** Entries shown **
PR #9, opened 2018-03-13
Fix for coolers

Phlya:
Fixed argument when using coolers


fidelram:
@Phlya Thanks for the PR. Did you succeeded using a cooler matrix with this change? I am under the impression that further changes are needed to properly implement this.

Phlya:
No, the issue I reported in HiCExplorer prevent me from using coolers, unfortunately.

** What you have to do **
Copy the full listing word for word.

** Solution to this exercise **
PR #9, opened 2018-03-13
Fix for coolers

Phlya:
Fixed argument when using coolers


fidelram:
@Phlya Thanks for the PR. Did you succeeded using a cooler matrix with this change? I am under the impression that further changes are needed to properly implement this.

Phlya:
No, the issue I reported in HiCExplorer prevent me from using coolers, unfortunately.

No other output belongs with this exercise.